Bobby est né dans le bassin houiller d'Ashington, une ville de 25.000 habitants située à trente kilomètres au nord de Newcastle. Les communautés minières britanniques ont produit une quantité phénoménale de footballeurs professionnels, et la mère de Bobby (Cissie) était la cousine de l'immense Jackie Milburn, ancienne gueule noire et légende de Newcastle United.
Au lendemain de la victoire en finale de la Coupe du monde 1966, remportée avec son frère aîné Jack (décédé en 2020), Ashington, autrefois surnommée "Coalopolis" (Charbonpolis), est rebaptisée "Charltonville" et les deux frères y seront accueillis en héros. La famille a toujours de solides attaches locales. John Charlton, le fils de Jack, tient un pub sur la côte, le Charlton's, qu'il m'arrive de fréquenter. En me repassant parfois dans la tête des images du Manchester United conquérant des Swinging Sixties.

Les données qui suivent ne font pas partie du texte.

PR #203, opened 2019-10-02
Add first draft of provider integration guide.

dvogel:
Addresses https://github.com/department-of-veterans-affairs/vets-contrib/issues/3146 by publishing a new, hidden markdown page. Since the page cannot be navigated to via a link, you cannot view it on a review instance and need to run the site locally.


src/containers/documentation/ProviderIntegrationGuide.jsx
```diff
@@ -0,0 +1,17 @@
+// This module cannot use TypeScript because the compiler does not have enough
+// type information about the component returned by the markdown component
+// loader to understand that it should accept the standard `className`
+// attribute.
```
kalilsn: I think the problem here is actually that the compiler is being supplied with incorrect information in the type definition: https://github.com/department-of-veterans-affairs/developer-portal/blob/dv-3146-provider-integration-guide/src/types/md.d.ts#L2

Changing that to `React.StatelessComponent<React.HTMLAttributes<HTMLDivElement>>` satisfies my compiler!

kalilsn: I guess that probably prevents us from passing any custom props to these components, so it could be changed to `React.FunctionComponent<any>`. But that restriction might actually be an advantage for making it easier to move this kind of content to a database eventually.

mjlumetta: yeah, agree with Kalil. i think defining types for props is a good move, and you can define specific types in that definition file Kalil linked. i don't like the ida of putting `React.[modifier]Component<any>` because at that point it's probably more honest to use Javascript since they're functionally equivalent.

ps anybody

dvogel: > Changing that to React.FunctionComponent<React.HTMLAttributes<HTMLDivElement>> satisfies my compiler!

Interesting. :thinking:

> so it could be changed to React.FunctionComponent<any>

I tried something similar that did not work. I'll investigate this more.

> i don't like the ida of putting React.[modifier]Component<any> because at that point it's probably more honest to use Javascript since they're functionally equivalent.

I think it's at least useful to be explicit about the `any` parameter, if nothing else than to have a better home for the comment I left in my component module. I think it's going to be difficult to be both explicit and correct about this since the props type is generated at runtime based on the config: https://github.com/adhocteam/markdown-component-loader/blob/develop/src/formatters/module.js#L12-L28

src/containers/documentation/ProviderIntegrationGuide.jsx
```diff
@@ -0,0 +1,17 @@
...
+import * as React from 'react';
+import IntegrationGuideContent from '../../content/providers/integrationGuide.mdx';
+
+export default function ProviderIntegrationGuide() {
+  return (
+      <section className="usa-section">
```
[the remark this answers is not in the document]
dvogel: I agree re: a `Page`-esque component. That would be useful for situations where we just need to wrap a component in some DOM elements to remain consistent with the rest of the layout elements. I'm not particularly keen to move the instantiation into the route itself though. The purpose of this `ProviderIntegrationGuide` component is to be a natural home for additional provider content. Similar to the catch-all `RoutedContent` but for provider content.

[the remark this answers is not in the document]
mjlumetta: i see - so you envision this having more child components in the future, then? that's totally fine with me then. i think that having a generic wrapper is still potentially useful but if you envision the component growing in the future then i agree it doesn't apply here.

src/containers/documentation/ProviderIntegrationGuide.jsx
kalilsn: Hm, looking at that it seems like we actually just want `React.FunctionComponent<{className?: string, style?: string}>` since those are the only two props that are always included. If someone uses a markdown component and defines additional custom props in the front matter, it seems reasonable that they should have to define a specific type for those props (which could inherit from the default one).

dvogel: I used the `React.HTMLAttributes<HTMLElement>` approach because that best approximates the set of attributes that we would be eager add to the list.

src/containers/documentation/ProviderIntegrationGuide.jsx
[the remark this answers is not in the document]
dvogel: I added a `MarkdownPage` component that ties markdown content to the base DOM structure and styling. That pushes us gently in the right direction without getting too far afield from the ticket.

dvogel:
@kalilsn @mjlumetta this is ready to review again. The two remaining visual regression failures are intended. If y'all approve of those I will update the snapshots to satisfy the tests.

src/containers/documentation/ProviderIntegrationGuide.jsx
kalilsn: This seems like it could bite someone in the future. Right now the compiler will happily let you define an `id` attribute on the generated component, but none will appear in the markup. I'd prefer using the more restrictive type and including a comment explaining how to use other standard attributes. If we don't do that, can we at least add a comment to the type definition explaining that only `style` and `className` will actually show up as attributes on the wrapper element?

package.json
```diff
@@ -50,7 +50,7 @@
     "jest-puppeteer": "^4.1.1",
     "js-yaml-loader": "^1.2.2",
     "lodash.debounce": "^4.0.8",
-    "markdown-component-loader": "^1.1.0",
+    "markdown-component-loader": "github:adhocteam/markdown-component-loader#dv-3146-from110",
```
jasalisbury: Will we want to update this to point to master once `dv-3146-from110` is merged?

dvogel: I'm not planning on changing that because I'm not sure about the future of that library. The pull request I submitted upstream hasn't received any feedback and has not been merged. I think there's a more drastic set of changes we'll need to make (like adopting the library, renaming it, etc) if the changes can't be pushed upstream.

PR #204, opened 2019-10-02
Fix header spacing

kalilsn:


src/components/Search.scss
```diff
@@ -10,7 +10,7 @@
   padding-bottom: 3.0rem;
 
   @include media($large-screen) {
-    background-color: $color-primary-darkest;
+    background: none;
```
kalilsn: This is a fix for an issue that wasn't introduced by formation. I just noticed it because I was looking closely at the search form.

PR #205, opened 2019-10-03
Override 16px base font size from formation

kalilsn:

### DIFF
--- a/src/base.scss
+++ b/src/base.scss
@@ -18,6 +18,7 @@ body {
   min-height: 100vh;
   flex-direction: column;
   color: #222;
+  font-size: 1.7rem;
 }
 
 .usa-grid {
--- a/src/base.scss
+++ b/src/base.scss
@@ -18,7 +18,6 @@ body {
   min-height: 100vh;
   flex-direction: column;
   color: #222;
-  font-size: 1.7rem;
 }
 
 .usa-grid {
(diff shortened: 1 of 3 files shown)


mjlumetta:
@kalilsn is there any particular rationale for doing this?

kalilsn:
>@kalilsn is there any particular rationale for making this change?

There's a weak one: the current site uses 17px because that's what's in USWDS. I don't feel very strongly about it either way, so I'm happy to drop this if others feel that's what's best.

mjlumetta:
@kalilsn i would prefer not to in general, because it's a 1 pixel difference and i would prefer to keep following the principle that we don't override the design system defaults unless we have a good UI/UX reason to do so. i can see one short-term benefit to this, though, which is that it would substantially reduce noise in the visual regression tests when we're trying to figure out what's okay and what we still need to fix.

kalilsn:
> @kalilsn i would prefer not to in general, because it's a 1 pixel difference and i would prefer to keep following the principle that we don't override the design system defaults unless we have a good UI/UX reason to do so. i can see one short-term benefit to this, though, which is that it would substantially reduce noise in the visual regression tests when we're trying to figure out what's okay and what we still need to fix.

Cool, I agree 100%. Given that, do you think I should make the api status link 16px as well?

mjlumetta:
@kalilsn yeah, definitely. i think that'd be an appropriate thing to do here

PR #206, opened 2019-10-03
Fix NavBar mess

mjlumetta:


config/webpack.config.prod.js
```diff
@@ -458,7 +458,8 @@ module.exports = (envName) => {
     },
     performance: {
       hints: 'error',
-      maxAssetSize: 300000,
```
jasalisbury: Why did these values have to change?

src/App.tsx
```diff
@@ -15,10 +15,10 @@ import { history } from './store';
...
 import './App.scss';
 
-let currentPath = history.location.pathname;
-history.listen(location => {
-  currentPath = location.pathname;
-});
+// let currentPath = history.location.pathname;
+// history.listen(location => {
+//   currentPath = location.pathname;
+// });
```
jasalisbury: any reason to comment this snippet instead of removing it?

src/components/NavBar.scss
```diff
@@ -1,217 +1,176 @@
 @import '../styles/variables';
 
-.header-content {
-  max-width: none;
+.va-api-nav {
+  background: $color-white;
+  color: #323A45;
+  border-top: 1px solid #DBDBDD;
```
jasalisbury: Should we be using a color variable here?

src/components/NavBar.test.tsx
```diff
@@ -6,17 +6,17 @@ import NavBar from './NavBar';
...
 describe('NavBar', () => {
   it('should render the navbar', () => {
-    const documentation = shallow(<NavBar hideLinks={false} />).contains('Documentation');
+    const documentation = shallow(<NavBar />).contains('Documentation');
     expect(documentation).toBeTruthy();
   });
 
   it('should use "is-hidden" when hidelinks is passed', () => {
-    const result = shallow(<NavBar hideLinks={true} />);
+    const result = shallow(<NavBar />);
```
kalilsn: I think this test should just be removed entirely since the `hidelinks` functionality was deleted.

src/components/Header.scss
```diff
@@ -0,0 +1,65 @@
+/*
+  This file is here to prep for separating NavBar into two components, NavBar and Header. This file is for 
+  Header, which would currently be the top-level component. It is actually called NavBar, but that naming is
+  confusing, given that the top levels tags and CSS classes use "header" naming terminology. Anyway, in the 
+  future, there will be a component Header to accompany these styles; currently they are used in NavBar.
```
kalilsn: 👏

src/containers/ApplyForm.tsx
```diff
@@ -279,8 +281,8 @@ class ApplyForm extends React.Component<IApplyProps> {
   }
 
   private anyOAuthApisSelected() {
-    const apiUrlFragments = this.selectedApis().flatMap((formField) => formFieldsToFragments[formField]);
-    return includesOauthAPI(apiUrlFragments);
+    const apiIdsByField = this.selectedApis().map((formField) => formFieldsToFragments[formField]);
+    return includesOauthAPI(flatten(apiIdsByField));
```
kalilsn: Is this related to the formation navbar stuff? If not can we put it in a different PR?

config/webpack.config.prod.js
kalilsn: 😢

kalilsn: ^ that's assuming this change is because the assets have increased in size

mjlumetta: yeah it isn't specific to this PR it's a result of the USWDS -> VADS change. it may be fixable later?

src/App.tsx
mjlumetta: that was a mistake haha, thanks for catching

src/components/NavBar.scss
mjlumetta: yes we should, but i don't think it belongs in this PR. i think we should catch all those in one PR

src/components/NavBar.test.tsx
mjlumetta: yeah, you're right - i hadn't really come back to these after making it compile

src/containers/ApplyForm.tsx
mjlumetta: yeah i'll open up a new PR

package.json
```diff
@@ -50,6 +50,7 @@
     "jest-puppeteer": "^4.1.1",
     "js-yaml-loader": "^1.2.2",
     "lodash.debounce": "^4.0.8",
+    "lodash.flatten": "^4.4.0",
```
kalilsn: I think this should to go too (ditto the accompanying change in package.lock)

src/App.tsx
```diff
@@ -9,18 +9,12 @@ import { getEnvFlags } from './apiDefs/env';
...
 
-import './App.scss';
-
-let currentPath = history.location.pathname;
-history.listen(location => {
-  currentPath = location.pathname;
-});
-
 import 'highlight.js/styles/github.css';
+import './App.scss';
```
kalilsn: Moving this after the highlight.js styles seems like a good choice in general, but was there a bug that this fixed?

package.json
kalilsn: Oops! Just realized the actual flatmap change is still in here too :)

src/App.tsx
mjlumetta: nope! this was more remove a blank line -> linter yells @ u to alphabetize things. but because, as you say, it's already a good idea to move it and there shouldn't be collisions, why not

package.json
mjlumetta: yup definitely will merge in `master` and resolve those conflicts

src/components/Header.scss
```diff
@@ -0,0 +1,75 @@
...
+*/
```
kalilsn: Looks like this comment can actually be removed now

Un baptême du feu tonitruant
En février 1953, à 15 ans, Bobby est repéré par Joe Armstrong, le légendaire scout de United. Matt Busby et son mythique adjoint Jimmy Murphy valident immédiatement la trouvaille. Son puissant pied gauche et son élégance sur l'aile impressionnent, et il est sélectionné dans l'équipe nationale scolaire cadets, les England Schoolboys. À l'époque, et jusqu'aux années 1990, les scolaires évoluaient parfois devaient 100.000 spectateurs à Wembley, lors de tournois ou matches internationaux.
Tout en continuant un apprentissage d'électricien, qu'il ne finira pas, Bobby intègre le centre de formation mancunien, créé pratiquement de zéro par Busby au sortir de la Seconde Guerre mondiale. Avec la formidable équipe des "Busby Babes", il remporte la FA Youth Cup trois fois d'affilée, de 1954 à 1956. Man United rafle les cinq premières éditions de cette Gambardella sauce anglaise, créée en 1952, mais, hormis en 1964, United ne la regagnera plus jusqu'aux années 1990.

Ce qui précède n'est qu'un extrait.